• _Your goal_
Please reproduce all of the entries exactly, without omitting any.

*-*-*

PR #74166, opened 2024-07-11
feat(discover): Surface split decision through events-stats meta

narsaynorath:
Surfaces the split decision through the endpoint response meta for dashboard queries.

### DIFF
--- a/src/sentry/api/endpoints/organization_events_stats.py
+++ b/src/sentry/api/endpoints/organization_events_stats.py
@@ -435,16 +435,28 @@ class OrganizationEventsStatsEndpoint(OrganizationEventsV2EndpointBase):
                             comparison_delta,
                         )
                     elif decision == DashboardWidgetTypes.TRANSACTION_LIKE:
-                        original_results.data.get("meta")[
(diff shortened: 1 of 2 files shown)


mjq (approved):

shruthilayaj (approved):
looks good, though should we also update the dataset it queries?
ie instead of `transactions_only_query = f"({query}) AND event.type:transaction"`, query the transaction dataset etc?

narsaynorath:
@shruthilayaj I'll put up another PR for that! I was just keeping this for adding the meta value. Would you mind taking another quick glance? I had to fix a typing issue to handle top-events queries. My changes prior only handled one SnubaTS result.

shruthilayaj:
@narsaynorath let's make sure the test cases cover both result types?

narsaynorath:
@shruthilayaj thanks for calling that out. I put up the code change too quickly and assumed top events had the same access path. Turns out, `meta` might not exist so my code was incorrect. I've fixed it and added tests in the latest commit: 1769c52bfcbda9ad24ddebf58355a19d19006532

*-*-*

• _Exercise solution_
PR #74166, opened 2024-07-11
feat(discover): Surface split decision through events-stats meta

narsaynorath:
Surfaces the split decision through the endpoint response meta for dashboard queries.

### DIFF
--- a/src/sentry/api/endpoints/organization_events_stats.py
+++ b/src/sentry/api/endpoints/organization_events_stats.py
@@ -435,16 +435,28 @@ class OrganizationEventsStatsEndpoint(OrganizationEventsV2EndpointBase):
                             comparison_delta,
                         )
                     elif decision == DashboardWidgetTypes.TRANSACTION_LIKE:
-                        original_results.data.get("meta")[
(diff shortened: 1 of 2 files shown)


mjq (approved):

shruthilayaj (approved):
looks good, though should we also update the dataset it queries?
ie instead of `transactions_only_query = f"({query}) AND event.type:transaction"`, query the transaction dataset etc?

narsaynorath:
@shruthilayaj I'll put up another PR for that! I was just keeping this for adding the meta value. Would you mind taking another quick glance? I had to fix a typing issue to handle top-events queries. My changes prior only handled one SnubaTS result.

shruthilayaj:
@narsaynorath let's make sure the test cases cover both result types?

narsaynorath:
@shruthilayaj thanks for calling that out. I put up the code change too quickly and assumed top events had the same access path. Turns out, `meta` might not exist so my code was incorrect. I've fixed it and added tests in the latest commit: 1769c52bfcbda9ad24ddebf58355a19d19006532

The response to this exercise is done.